• Task to carry out: Please copy, exactly as they appear below, the lines from the one containing "Add toggle to disable direct share" through the one containing "-180,6 +180,8 @@".

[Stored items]
PR #755, opened 2020-07-29
Update strings.xml

izendegi:


SyncedSynapse:
Thanks.

In the future, please use Transifex to enter translations, as we are moving there (at least temporarily).
https://www.transifex.com/teamxbmc/kore-android-remote/dashboard/

PR #762, opened 2020-09-14
Add toggle to disable direct share

### LINKED ISSUE #761: Toggle to disable share to specific instance
## Feature suggestion
**Detailed Description**

On my device when I want to share a link there are four direct share targets and [two of them are taken by Kore](https://github.com/xbmc/Kore/issues/572) (Play on host and Queue on host). I'm using Kore with a single Kodi instance, so I don't really need these two targets, but rather have more space for other share targets, e.g. chats.
Therefore I suggest to add a setting to disable Kore's share targets.

### Possible Implementation

If I get an OK from you for this, I can propose a PR.

mueller-ma:
Fixes #761

### DIFF
--- a/README.md
+++ b/README.md
@@ -16,7 +16,7 @@ Kore - Kodi/XBMC remote for Android
 
 GitHub repository for the [Kore][1] Android app.
 
-Kore is the official remote for [Kodi](http://kodi.tv/), and aims to be a simple and easy to use  remote.
+Kore is the official remote for [Kodi](http://kodi.tv/), and aims to be a simple and easy to use remote.
 
 
 Building
--- a/app/src/main/java/org/xbmc/kore/Settings.java
+++ b/app/src/main/java/org/xbmc/kore/Settings.java
@@ -180,6 +180,8 @@ public class Settings {
     public static final String KEY_PREF_DISABLE_LOCAL_PLAY = "pref_disable_local_play";
     public static final boolean DEFAULT_PREF_DISABLE_LOCAL_PLAY = false;
 
+    public static final String KEY_PREF_DIRECT_SHARE_ENABLED = "pref_direct_share";
+
     public static final String KEY_PREF_LANGUAGE = "pref_language";
     public static final String KEY_PREF_SELECTED_LANGUAGE = "pref_selected_language";
 
--- a/app/src/main/java/org/xbmc/kore/service/HostChooserTargetService.java
+++ b/app/src/main/java/org/xbmc/kore/service/HostChooserTargetService.java
@@ -22,12 +22,14 @@ import android.content.IntentFilter;
 import android.graphics.drawable.Icon;
 import android.os.Build;
 import android.os.Bundle;
+import android.preference.PreferenceManager;
 import android.service.chooser.ChooserTarget;
 import android.service.chooser.ChooserTargetService;
 
 import java.util.ArrayList;
 import java.util.List;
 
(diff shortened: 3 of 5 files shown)


poisdeux:
The idea behind this is that you can disable the share targets to show up when you share a link from for instance the YouTube player right? If that is so I can't get that to work. I also do not understand your solution as the Android system determines the possible share targets by the intent filter as defined in the manifest.

mueller-ma:
This PR disables Kodi being shown as direct share target, e.g. https://i.stack.imgur.com/rOYol.png
There's only a limited amount of slots for the targets and I don't want Kodi to take up slots.

poisdeux:
Ah yes. Sorry I was confused and thought this would disable the share option completely.
It works great and although I never use it I can see why it can be annoying. 
I do have one issue which is that now the direct share option is by default disabled. I do think we should keep it enabled as this is the current behaviour.

@SyncedSynapse do you have anything to say about this? (We might need to think about restructuring the settings)

SyncedSynapse:
I understand the need of this, and agree with @poisdeux : the setting should be enabled by default, and i'm worried that if we create a setting for every difference in behavior, it will get overwhelming soon.
Any ideas for solving the settings issue? The obvious one is to create an "Advanced" submenu and just stick there everything that has minor impacts on the app.

mueller-ma:
IMO the direct share feature is only useful if more than one server is configured, so what about hiding the preference (and disable it internally) when there's only one server configured?

SyncedSynapse:
That's better, though it might be slightly confusing.

Another option is to, instead of having a global setting for this, create a specific setting for each host - on `HostInfo` -, which is configured on the host management screen - a checkbox bellow the current ones "Use TCP", etc. This would allow selecting which hosts to appear as direct share targets, tough it is a bit more work. It would be clearer to the user IMO.

mueller-ma:
> Another option is to, instead of having a global setting for this, create a specific setting for each host - on HostInfo -, which is configured on the host management screen - a checkbox bellow the current ones "Use TCP", etc. This would allow selecting which hosts to appear as direct share targets, tough it is a bit more work. It would be clearer to the user IMO.

That sounds good to me. I'm going to create a new PR.

mueller-ma:
So I started with this, but it seems to be much more work than I initially thought: I requires a database migration and it requires a save button in the settings. Currently you can only save the change if you test the connection.
Is there an easy way to migrate the database?

https://github.com/mueller-ma/Kore/commits/direct-share-instance-based

SyncedSynapse:
I took a look at your branch, and it looks good, though i haven't looked in detail. Seems that 99% is done, just missing the migration.

Regarding the migration, i believe it's just a matter of altering some more things on `MediaDatabase`:
1. Add a new constant `DB_VERSION_PRE_HOST_DIRECT_SHARE_TARGET = 11` and change `DB_VERSION=12`
2. `OnCreate` is already done
3. In `OnUpgrade`, add something like:
```
case DB_VERSION_PRE_HOST_DIRECT_SHARE_TARGET:
                // Add DIRECT_SHARE columns to HOSTS table
                db.execSQL("ALTER TABLE " + Tables.HOSTS +
                           " ADD COLUMN " + MediaContract.HostsColumns.DIRECT_SHARE +
                           " INTEGER DEFAULT 1;");
```

And i think that's it.

Regarding it only saving when the connection is tested, yeah, that's a bummer... We should do something about it, allowing saving even when the connection test fails, but i think that's another PR.

Issue #776, opened 2021-01-03
Feature Request: Properly support sendtokodi (youtube-dl resolving of random links in Kodi)


gerion0:
## Feature suggestion
**Detailed Description**
Since quite a time the addon [sendtokodi](https://github.com/firsttris/plugin.video.sendtokodi/) exists, that allows playback of nearly [every](https://github.com/ytdl-org/youtube-dl/tree/master/youtube_dl/extractor) video and audio site with help of youtube-dl. For this addons also an [Android app](https://play.google.com/store/apps/details?id=com.yantcaccia.stk) exists to request the playback from an Android device. However, since Kore already is an Android app for Kodi, I want to suggest to enable this functionality also in Kore if the addon is available in the connected Kodi instance.

### Context
I regulary facing the situation to search some nice presented website (for example Youtube, die öffentlich-rechtlichen TV sender sites in Germany, Reddit, some Podcast sites and Online radio streams) for a medium. If I have found a specific medium, I have scripted my browser (on the desktop PC) so it sends this link via one click to Kodi to present it to other people (better sound and bigger display). This is currently not possible with my smartphone.

I assume that other people want the same, see #737, #671, #318 (kind of similar to this request) and the sheer existence of the other android app.

### Possible Implementation
I'm not an Android developer, only a user. I would expect to have a "Send to Kodi" option via the share menu of Android.

Upabjojr:
That's a great idea actually.

axelsimon:
Just tried the app, it's terrible : you have to enter the IP manually (and there's an issue, so i had to copy-paste my Kodi box's IP address) **and** you have to manually paste the link you want to open in a box.
Kore could / should provide a much better alternative, the "stream to Kodi" function in NewPipe, from Firefox / Fennec is super useful.

Upabjojr:
> you have to enter the IP manually (and there's an issue, so i had to copy-paste my Kodi box's IP address)

Do you mean the DHCP autodetect is not working on your WiFi?

> you have to manually paste the link you want to open in a box.

What do you mean? I just share the page from the browser through Kore, no need for copy-and-paste.

PR #777, opened 2021-01-03
Added SendToKodi addon support

Upabjojr:
Fixes https://github.com/xbmc/Kore/issues/776

### DIFF
--- a/app/src/main/java/org/xbmc/kore/Settings.java
+++ b/app/src/main/java/org/xbmc/kore/Settings.java
@@ -166,6 +166,9 @@ public class Settings {
         return Settings.KEY_PREF_REMOTE_BAR_ITEMS + hostId;
     }
 
+    public static final String KEY_PREF_ALWAYS_SENDTOKODI_ADDON = "pref_always_sendtokodi_addon";
+    public static final boolean DEFAULT_PREF_ALWAYS_SENDTOKODI_ADDON = false;
+
     public static final String KEY_PREF_NAV_DRAWER_ITEMS = "pref_nav_drawer_items";
     public static String getNavDrawerItemsPrefKey(int hostId) {
         return Settings.KEY_PREF_NAV_DRAWER_ITEMS + hostId;
--- a/app/src/main/java/org/xbmc/kore/ui/sections/remote/RemoteActivity.java
+++ b/app/src/main/java/org/xbmc/kore/ui/sections/remote/RemoteActivity.java
@@ -35,6 +35,7 @@ import android.view.Menu;
 import android.view.MenuItem;
 import android.view.ViewTreeObserver;
 import android.view.WindowManager;
+import android.webkit.MimeTypeMap;
 import android.widget.ImageView;
 import android.widget.Toast;
 
@@ -578,6 +579,8 @@ public class RemoteActivity extends BaseActivity
      */
     private String toPluginUrl(Uri playuri) {
         String host = playuri.getHost();
+        String extension = MimeTypeMap.getFileExtensionFromUrl(playuri.toString());
+        String mimeType = MimeTypeMap.getSingleton().getMimeTypeFromExtension(extension);
         if (host.endsWith("youtube.com")) {
             String videoId = playuri.getQueryParameter("v");
             String playlistId = playuri.getQueryParameter("list");
@@ -628,8 +631,27 @@ public class RemoteActivity extends BaseActivity
             return PluginUrlUtils.toPluginUrlTwitch(playuri);
         } else if (PluginUrlUtils.isHostArte(host)) {
             return PluginUrlUtils.toPluginUrlArte(playuri);
+        } else if (!isMediaFile(mimeType)) {
+            // SendToKodi is a Kodi addon that is able to extract URLs from generic
+            // web URIs using the Python library "youtube-dl".
+            // Use it as a last resort, unless the URI extension is a known media file
+            // (in that case Kodi does not require an addon to play the link):
+            return "plugin://plugin.video.sendtokodi/?" + playuri.toString();
         }
         return null;
+    }
+
+    boolean isMediaFile(String mimeType) {
+        if (mimeType == null) {
+            return false;
+        } else if (mimeType.startsWith("audio")) {
+            return true;
+        } else if (mimeType.startsWith("image")) {
+            return true;
+        } else if (mimeType.startsWith("video")) {
+            return true;
+        }
+        return false;
     }
 
     // Default page change listener, that doesn't scroll images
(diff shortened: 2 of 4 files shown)


Upabjojr:
Questions:

1. SendToKodi seems to support anything that is free, even YouTube. Should we add an option to make it the default addon for YouTube videos? (Current YouTube addons requires Google's API key, which is annoying and privacy-invading).
2. Is there a JSON-RPC command to know if a particular addon is installed on Kodi?

gerion0:
> Questions:
> 
> 1. SendToKodi seems to support anything that is free, even YouTube. Should we add an option to make it the default addon for YouTube videos? (Current YouTube addons requires Google's API key, which is annoying and privacy-invading).

The only downside, I know of, is that SendToKodi is currently not in the official Kodi addon repository.

> 2. Is there a JSON-RPC command to know if a particular addon is installed on Kodi?

The Chrome browser extensions of SendToKodi seems to [check for this](https://github.com/firsttris/chrome.sendtokodi/blob/master/src/components/Form.jsx#L12).

Upabjojr:
> The only downside, I know of, is that SendToKodi is currently not in the official Kodi addon repository.

Well, there are some reasons not to officially include addons based on _youtube-dl_.

> The Chrome browser extensions of SendToKodi seems to [check for this](https://github.com/firsttris/chrome.sendtokodi/blob/master/src/components/Form.jsx#L12).

Interesting. The current logic could be modified in order to scan for addons before sharing the content link. A possible downside is a potential slowdown of Kore (having to wait for an answer from Kodi about the existing addons).

I've noticed that Kore [already does this](https://github.com/xbmc/Kore/blob/213374b6a67c24de49e7d91269d4f051804153f2/app/src/main/java/org/xbmc/kore/ui/sections/addon/AddonInfoFragment.java#L151), though that's probably triggered when you open the addon tab in the Kore GUI.

SyncedSynapse:
I need to check with the rest of the team whether there are some reasons i'm not aware to not include/use SendToKodi before merging this, and will report back.

@Upabjojr Regarding your question, as you said `GetAddons` and `GetAddonDetails` ([json-rpc](https://kodi.wiki/view/JSON-RPC_API/v12#Addons.GetAddonDetails) can be used to check whether an addon is present in Kodi (more on this bellow).

On a first look, the implementation looks good. I think that adding a new setting to control sharing to that addon is the correct way to do it (at least i'm not seeing any other way), though on a higher level i must confess that it feels like it's a small detail that shouldn't be in the settings. To reconcile these contradictory feelings i think that we might need to consider adding an "Advanced" section to the settings (though not right now on this PR), or preferably, use a call to `GetAddonDetails` to check if that specific addon is present, and only show the option if it is. This would be done in the `SettingsFragment`, and it might bring some issues as the method call is asynchronous, and i'm not sure if there are any issues updating a preferences fragment after it is constructed, but it would be more user-friendly IMO (showing that option to users that have the addon, and know what it's used for).

Let me know what you think. I'll report back.

Upabjojr:
> I need to check with the rest of the team whether there are some reasons i'm not aware to not include/use SendToKodi before merging this, and will report back.

OK, I know that _youtube-dl_ was temporarily suspended from GitHub last year, but it has since been reinstated. It could be a problem if people use _youtube-dl_ for permanent downloading, but only caching in order to stream the content should be OK.

> @Upabjojr Regarding your question, as you said `GetAddons` and `GetAddonDetails` ([json-rpc](https://kodi.wiki/view/JSON-RPC_API/v12#Addons.GetAddonDetails) can be used to check whether an addon is present in Kodi (more on this bellow).

> On a first look, the implementation looks good. I think that adding a new setting to control sharing to that addon is the correct way to do it (at least i'm not seeing any other way), 

Technically, if we get `GetAddonDetails` to check if _SendToKodi_ is installed, we could skip adding a setting at all. That is, if _SendToKodi_ addon is detected, it is reasonable to prefer it over all other addons. Though some people may still prefer to use the official addons.

> Let me know what you think. I'll report back.

I'm both OK with adding a settings menu option and not having a new one.

SyncedSynapse:
Sorry for the late reply, not much time lately. I didn't get a refusal from the team, so i believe there's no reason not to include this.

As i've said, this looks good to me, and i can merge it as-is. I think it would be nice if the check regarding whether `SendToKodi` is installed was made and only show the option if it was indeed installed, but it's up to you to implement that.

Alternatively (or additionally) the check could also be made in the `RemoteFragment`, before sharing the link to Kodi, therefore making sure that Kodi would process it.

It's up to you - do you want me to merge this as is and possibly improve it later or include something more on this PR?

Upabjojr:
> It's up to you - do you want me to merge this as is and possibly improve it later or include something more on this PR?

Scanning for addons on Kodi in probably going to increase the complexity of this PR a bit. At the moment I don't really have time to delve into it. I would prefer to keep this PR as it is, and maybe come back in the future.

Upabjojr:
I was actually thinking about the current procedure to share content through Kodi addons. Does it really make sense to keep adding regular expressions in Java source code? Wouldn't it be preferrable to either have an option-menu with customizable addons and matching patterns?

Well, even better would be if Kodi itself could be extended to perform the URL dispatching on the server side, and not on the remote app as it's currently being done. But I'm just hypothesizing.

axelsimon:
> Interesting. The current logic could be modified in order to scan for addons before sharing the content link. A possible downside is a potential slowdown of Kore (having to wait for an answer from Kodi about the existing addons).

Quick thought here: would it be useful to check if SendToKodi is installed once and keep track of the result to avoid checking on every case of sharing a video to Kodi? A periodic check could then verify if the add-on is still installed, to avoid issues of sending streams to a no-longer-installed Kodi add-on (say, if our last check `GetAddonDetails` check is over 120 min, check again).

> Technically, if we get GetAddonDetails to check if SendToKodi is installed, we could skip adding a setting at all. That is, if SendToKodi addon is detected, it is reasonable to prefer it over all other addons. Though some people may still prefer to use the official addons.

Fow what it's worth, i would tend to agree with this. If you have SendToKodi installed, you already know what you are doing a lot more than if you just have the Youtube add-on installed from the default repo, and are likely to want things to be sent to that add-on.
Also, as a side note, i doubt there are many "official" add-ons for Kodi. Dedicated, sure, and as such with likely more features than just playing a video stream (the Youtube one has the capacity to log-in, retrieve your favourites, etc.), but not official.

SyncedSynapse:
> I was actually thinking about the current procedure to share content through Kodi addons. Does it really make sense to keep adding regular expressions in Java source code? Wouldn't it be preferrable to either have an option-menu with customizable addons and matching patterns?
> 
> Well, even better would be if Kodi itself could be extended to perform the URL dispatching on the server side, and not on the remote app as it's currently being done. But I'm just hypothesizing.

I agree. That part of the code has very little structure, it grew organically so it isn't very pretty.

gerion0:
Is this worth a release? ;) The last one was quite some time ago.

SyncedSynapse:
I want to include some more fixes, but yeah, a release should come soon

PR #788, opened 2021-02-25
fix for seek bar issue for Kodi 19

daitj:
I have added new array type params in jsonrpc request which is required by Kodi 19. Then used percentage instead of time for the seek bar.

This is more of a quick and dirty fix. I am not so much of an Android developer, so I am leaving this here for some else to pick up from there.


daitj:
This implementation was following the JSON-RPC request created by Kodi' web remote, which apparently is not the official way of doing things. I will close this for now and create a new pull request with proper implementation

PR #792, opened 2021-04-07
Added buttons to go back or forward by 10 or 30 seconds

Upabjojr:
Skipping 10 or 30 seconds during the video playback may be useful, especially if you've missed something in the video.

This PR adds this capability to Kore.

I draw the icons myself, they are not very well shaped but at least they're copyleft :)

### DIFF
--- a/app/src/main/java/org/xbmc/kore/ui/sections/remote/NowPlayingFragment.java
+++ b/app/src/main/java/org/xbmc/kore/ui/sections/remote/NowPlayingFragment.java
@@ -318,6 +318,39 @@ public class NowPlayingFragment extends Fragment
         action.execute(hostManager.getConnection(), defaultStringActionCallback, callbackHandler);
     }
 
+    private void moveProgress(int deltaSeconds) {
+        int progress = mediaProgressIndicator.getProgress();
+        progress += deltaSeconds;
+        progress = Math.max(progress, 0);
+        progress = Math.min(progress, mediaProgressIndicator.getMaxProgress());
+        mediaProgressIndicator.setProgress(progress);
+        onProgressChanged(progress);
+    }
+
+    @OnClick(R.id.back_30_seconds)
+    public void backThirtySeconds(View v) {
+        moveProgress(-30);
+    }
+
+    @OnClick(R.id.back_10_seconds)
+    public void backTenSeconds(View v) {
+        moveProgress(-10);
+    }
+
+    @OnClick(R.id.go_to_position)
+    public void seekToPosition(View v) {
+    }
+
+    @OnClick(R.id.forward_10_seconds)
+    public void forwardTenSeconds(View v) {
+        moveProgress(10);
+    }
+
+    @OnClick(R.id.forward_30_seconds)
+    public void forwardThirtySeconds(View v) {
+        moveProgress(30);
+    }
+
     @OnClick(R.id.volume_mute)
     public void onVolumeMuteClicked(View v) {
         Application.SetMute action = new Application.SetMute();
--- a/app/src/main/java/org/xbmc/kore/ui/widgets/MediaProgressIndicator.java
+++ b/app/src/main/java/org/xbmc/kore/ui/widgets/MediaProgressIndicator.java
@@ -168,6 +168,10 @@ public class MediaProgressIndicator extends LinearLayout {
         durationTextView.setText(UIUtils.formatTime(max));
     }
 
+    public int getMaxProgress() {
+        return maxProgress;
+    }
+
     /**
      * Sets the play speed for the progress indicator
      * @param speed set to 0 to stop updating the progress indicator.
--- a/app/src/main/res/drawable/ic_back_10sec_24dp.xml
+++ b/app/src/main/res/drawable/ic_back_10sec_24dp.xml
@@ -1,0 +1,16 @@
+<vector xmlns:android="http://schemas.android.com/apk/res/android"
+    android:alpha="1.00"
+    android:width="24dp"
+    android:height="24dp"
+    android:viewportWidth="24.0"
+    android:viewportHeight="24.0">
+  <path
+      android:fillColor="#FFFFFFFF"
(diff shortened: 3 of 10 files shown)


axelsimon:
Hi!
Can you explain what this brings, considering that skipping 10 seconds and 30 sec can already be easily done:
10 sec by pressing the left arrow on the remote control screen, and 30 seconds simply by pressing it 3 times (cf. the Kodi [wiki section on additive skipping](https://kodi.wiki/view/Skip_steps#Additive_skipping)).

Upabjojr:
> Can you explain what this brings, considering that skipping 10 seconds and 30 sec can already be **easily done**

Well, I wouldn't call the current procedure as being **easily done**, as you need to bring up the control bar on kodi, move the cursor to the progress bar and then start moving the progress cursor.

In fact, this PR adds a way to **easily do** this task. Consider that most modern players have this feature.

Upabjojr:
@axelsimon if you don't like these new buttons, I can add a new settings option to hide them.

axelsimon:
I think i'm starting to understand what you are talking about: your PR adds buttons to the "now playing" notification.

Btw, i wouldn't use the word "cursor", usually used to describe a mouse pointer, in the context of a touch-based system like Android, it's just too confusing. So i'm not sure what you mean by "start the moving progress cursor", if you mean moving the dot on a line representing the position in the currently playing media, that's not what i was referring to at all.

I was saying that skipping ahead (and back) 10, 15, 30 or 60 sec at a time can be done by pressing the ➡ (or ⬅) arrows of the 4-direction pad on the main Kore screen, which is a screen that Kore can show in an instant as it doesn't require unlocking the screen to show.

Honestly, i'm not sure this is faster: if i'm watching something and i pick up my phone, it'll automatically turn the screen on and Kore will show the remote screen, as long as that's the last screen i left it on. Then i just press ⬅.
In contrast, with what you suggest, i have to unlock my screen, pull down the notification bar, find the Kore notification and press the button.

I'm in no position to make decisions hear, so we'll just have to wait for @SyncedSynapse's opinion.

Upabjojr:
> I think i'm starting to understand what you are talking about: your PR adds buttons to the "now playing" notification.

Yes, *now playing* is actually a tag inside Kore, not a notification. There is currently no way to skip steps from inside the Kore app panels, except for the clumsy way of finding the Kodi cursor on the TV screen and moving it (or maybe there is, but I'm not aware of).

> I was saying that skipping ahead (and back) 10, 15, 30 or 60 sec at a time can be done by pressing the ➡ (or ⬅) arrows of the 4-direction pad on the main Kore screen, which is a screen that Kore can show in an instant as it doesn't require unlocking the screen to show.

It doesn't work on my app. I have the latest master branch of Kore and Kodi 18.7. Which version are you using? How are your app settings configured?

I can get the *skip steps* feature to work in the notification drawer (that is, outside of the app).

axelsimon:
> How are your app settings configured?

I think you need to enable "Use steps for seeking" in the settings and your Kodi device needs to be set up to connect over EventServer, rather than / as wall as TCP (which is the default these days, i think).

Also, to get the behaviour i was describing, you also want "Show over lockscreen" enabled.

Upabjojr:
> I think you need to enable "Use steps for seeking" in the settings and your Kodi device needs to be set up to connect over EventServer, rather than / as wall as TCP (which is the default these days, i think).
> 
> Also, to get the behaviour i was describing, you also want "Show over lockscreen" enabled.

So maybe the discussion could be turned into finding an easier way to have all of this working by default.

SyncedSynapse:
Just a quick comment, as i haven't been able to properly look at this.

@Upabjojr first i want to thank you for the contribution, but reading through this discussion i have the same questions as @axelsimon, specifically, if this is really needed.

I believe that somehow you aren't using the `EventServer` option, which does this step seeking behaviour by default when you use the remote buttons. Unless you changed with Kodi's advancedsettings.xml it should be enable in Kodi. In Kore, go to the media center configuration screen and make sure that the "Use EventServer" option is selected (is is on by default). Furthermore, make sure that there isn't something in your network blocking the shown port (9777 by default).

I understand that these buttons are added to the "now playing" panel accessible everywhere, but is that a big improvement, and doesn't it risk confusing the UI.

Upabjojr:
> I think you need to enable "Use steps for seeking" in the settings and your Kodi device needs to be set up to connect over EventServer, rather than / as wall as TCP (which is the default these days, i think).

At a first check, it seems not to work for me. Didn't investigate on why, maybe there are some issues with my WiFi.

Anyway, I suggest a different proposal. The option *use steps for seeking* replaces the rewind/fast forward buttons on the notification only.

- Shouldn't this be the case also in the Kore main panel? I keep having rewind/fast forward buttons there even if *use steps for seeking* is set to true.
- Should't the *now playing* fragment display both the rewind/fast forward buttons and the jump backward/forward buttons at the same time?

SyncedSynapse:
Check if, in Kore, the option "Use Event Server" is enabled for your Kodi instance. If not enable it and recheck. If it doesn't stay on that means it couldn't communicate through port 9777, in which case either event server isn't enabled in Kodi or the port is being blocked.

With that option you are able to seek using the remote arrows.

Regarding your suggestions:
1. Maybe, but notice that the `Use steps for seeking` option uses the EventServer channel (in the notification), so if it isn't enabled it won't work. But the behaviour of the rw/ff buttons in the kore main panel could be changed to seek if that option is enabled, using the EventServer if possible or the solution you propose in this PR if not possible. I think that's a viable solution.
2. I'm not fond of adding more buttons to the `now playing` fragment, as i believe it clutters the UI with behaviour that is replicated elsewhere.

PS. I'm going to merge a PR that fixes some issues with thumbnails in Kodi Matrix and that PR touches a lot of files, so i would appreciate if you could base any modifications you consider making on top of those.

SyncedSynapse:
Closing this, as it isn't coherent with the current codebase.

• Answer to this exercise:
Add toggle to disable direct share

### LINKED ISSUE #761: Toggle to disable share to specific instance
## Feature suggestion
**Detailed Description**

On my device when I want to share a link there are four direct share targets and [two of them are taken by Kore](https://github.com/xbmc/Kore/issues/572) (Play on host and Queue on host). I'm using Kore with a single Kodi instance, so I don't really need these two targets, but rather have more space for other share targets, e.g. chats.
Therefore I suggest to add a setting to disable Kore's share targets.

### Possible Implementation

If I get an OK from you for this, I can propose a PR.

mueller-ma:
Fixes #761

### DIFF
--- a/README.md
+++ b/README.md
@@ -16,7 +16,7 @@ Kore - Kodi/XBMC remote for Android
 
 GitHub repository for the [Kore][1] Android app.
 
-Kore is the official remote for [Kodi](http://kodi.tv/), and aims to be a simple and easy to use  remote.
+Kore is the official remote for [Kodi](http://kodi.tv/), and aims to be a simple and easy to use remote.
 
 
 Building
--- a/app/src/main/java/org/xbmc/kore/Settings.java
+++ b/app/src/main/java/org/xbmc/kore/Settings.java
@@ -180,6 +180,8 @@ public class Settings {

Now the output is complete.